__Exercise aim__:
Write the data below out again, exactly as each line reads.

(Stored data)
--

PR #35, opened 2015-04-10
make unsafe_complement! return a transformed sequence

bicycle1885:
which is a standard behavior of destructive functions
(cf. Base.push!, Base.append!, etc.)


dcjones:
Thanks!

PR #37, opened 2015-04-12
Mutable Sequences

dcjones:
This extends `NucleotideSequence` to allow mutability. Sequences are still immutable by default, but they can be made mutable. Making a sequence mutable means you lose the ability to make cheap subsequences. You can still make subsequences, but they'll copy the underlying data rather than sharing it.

--

__Response below__:
PR #35, opened 2015-04-10
make unsafe_complement! return a transformed sequence

bicycle1885:
which is a standard behavior of destructive functions
(cf. Base.push!, Base.append!, etc.)


dcjones:
Thanks!

PR #37, opened 2015-04-12
Mutable Sequences

dcjones:
This extends `NucleotideSequence` to allow mutability. Sequences are still immutable by default, but they can be made mutable. Making a sequence mutable means you lose the ability to make cheap subsequences. You can still make subsequences, but they'll copy the underlying data rather than sharing it.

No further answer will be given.